Short term: Roche shelved rituximab for progressive MS but learned critical lessons about trial design and patient selection.

Long term: These lessons informed development of ocrelizumab, which became the first drug approved for primary progressive MS in 2017 and now generates $5+ billion annually.

Why It's Relevant

Progressive MS trials have a brutal history of failure. Even Roche, now leading with fenebrutinib, has experienced crushing defeats. The difference: Roche learned from rituximab's failure to design better trials.

High-Dose Biotin (MD-1003) Collapses in Phase 3

2015-2018

What Happened

French company MedDay's high-dose biotin showed promising Phase II results in progressive MS, with some patients experiencing dramatic improvements in disability. The company rushed into Phase 3 trials SPI2 and MS-ON, generating enormous patient hope. Both trials failed spectacularly in 2018, showing no benefit over placebo. Patients who had experienced improvements on biotin during open-label phases saw those gains evaporate when properly controlled studies ran.

Outcome

Short term: MedDay's stock crashed, and the MS community faced bitter disappointment after being told a vitamin could reverse disability.

Long term: The failure reinforced that progressive MS requires rigorous Phase 3 evidence and that promising Phase 2 signals often don't replicate, raising the bar for future therapies.

Why It's Relevant

Tolebrutinib showed genuine Phase 3 success in HERCULES, unlike biotin's false promise.
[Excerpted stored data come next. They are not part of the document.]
PR #107, opened 2022-01-28
PeriodicWave - Reviewed constructor and wavetable size according to spec

b-ma:
Small fixes concerning the `PeriodicWave`

For the wavetable size, that's what I understand from the spec "A conforming implementation MUST support PeriodicWave up to at least 8192 elements." (cf. https://webaudio.github.io/web-audio-api/#PeriodicWave)

Let me know if you read it another way (I tried to check in Chrome and Firefox code source and it's hard to say because their implementation is far more complex using iFFT and bandlimiting strategies from what I understand, but for sure they do not check the size of `real` and `imag` as we were doing).

### DIFF
--- a/src/node/mod.rs
+++ b/src/node/mod.rs
@@ -44,7 +44,7 @@ pub use waveshaper::*;
 mod stereo_panner;
 pub use stereo_panner::*;
 
-pub(crate) const TABLE_LENGTH_USIZE: usize = 2048;
+pub(crate) const TABLE_LENGTH_USIZE: usize = 8192;
 pub(crate) const TABLE_LENGTH_BY_4_USIZE: usize = TABLE_LENGTH_USIZE / 4;
 // 2048 casts without loss of precision cause its mantissa is 0b0
 #[allow(clippy::cast_precision_loss)]
--- a/src/periodic_wave.rs
+++ b/src/periodic_wave.rs
@@ -15,14 +15,16 @@ pub struct PeriodicWaveOptions {
     /// This offset has to be given but will not be taken into account
     /// to build the custom periodic waveform.
     ///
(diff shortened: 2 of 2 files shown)


src/node/mod.rs
```diff
@@ -44,7 +44,7 @@ pub use waveshaper::*;
 mod stereo_panner;
 pub use stereo_panner::*;
 
-pub(crate) const TABLE_LENGTH_USIZE: usize = 2048;
+pub(crate) const TABLE_LENGTH_USIZE: usize = 8192;
 pub(crate) const TABLE_LENGTH_BY_4_USIZE: usize = TABLE_LENGTH_USIZE / 4;
 // 2048 casts without loss of precision cause its mantissa is 0b0
 #[allow(clippy::cast_precision_loss)]
```
orottier, line 50: You should check this comment, does it uphold for the new value?

b-ma: good shot, no idea actually... will try to understand what that means exactly
(...I would be quite surprised that we can loose precision with such small numbers but...)

b-ma: Actually, I'm really not a computer scientist, but I don't understand that comment, it seems wrong to me

1. If we agree a floating point number is represented as: `±mantissa * 2^exponent`, if the mantissa is 0 (...or `0b0`), then the represented number is 0 (as far as I know `0 * x` will always be 0, whatever the exponent)
2. The mantissa seems to be generally represented by 23 bits for f32, so _any_ integer up (or down) to `2^23` can be perfectly represented with an exponent of 0 (without even considering that the number we are talking about is a power of two)

Or am I missing something?

b-ma: Actually these directives where not even required by clippy (at least in its CI config) so I just removed them

PR #111, opened 2022-02-14
AudioBuffer & AudioBufferSourceNode resampling

b-ma:
Hey, 

Here is mostly a simple patch on the `AudioBufferSourceNode` so that it can consume `AudioBuffer`s with non matching sample rates (`AudioBuffer` decoded by other contexts with different sample rates).

I also added an example to show the 2 cases with have for `AudioBuffer`s resampling
1. `AudioContext.decode_audio_data` resample to its own sample rate
2. Resampling is done by the `AudioBufferSourceNode` in the edge case explained before

As you can hear in the example, the resampling as performed by `decode_audio_data` introduce a lots of artefacts, actually more than the linear interpolation performed by the `AudioBufferSourceNode`.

But it also shows that even drugs with real efficacy data can fail regulatory approval for safety or other concerns.

Tysabri's Black Box Warning and Market Recovery

2005-2006

What Happened

Biogen's natalizumab (Tysabri) was pulled from market just three months after approval when three patients developed progressive multifocal leukoencephalopathy (PML), a fatal brain infection. The drug had shown dramatic efficacy in MS trials, but the safety signal was devastating. After a year-long investigation, the FDA allowed Tysabri back on market in 2006 with severe restrictions and a risk management program requiring patient registries and monitoring.

Outcome

Short term: Tysabri's withdrawal triggered panic about MS drug safety and wiped billions from Biogen's market cap.

Long term: Despite the black box warning, Tysabri became a blockbuster generating $2+ billion annually because doctors and patients accepted the risk for a highly effective therapy.

Why It's Relevant

The BTK inhibitor liver toxicity concerns are serious but appear manageable compared to Tysabri's fatal PML risk. If fenebrutinib or tolebrutinib show clear efficacy, the FDA may approve them with enhanced monitoring requirements rather than outright rejection.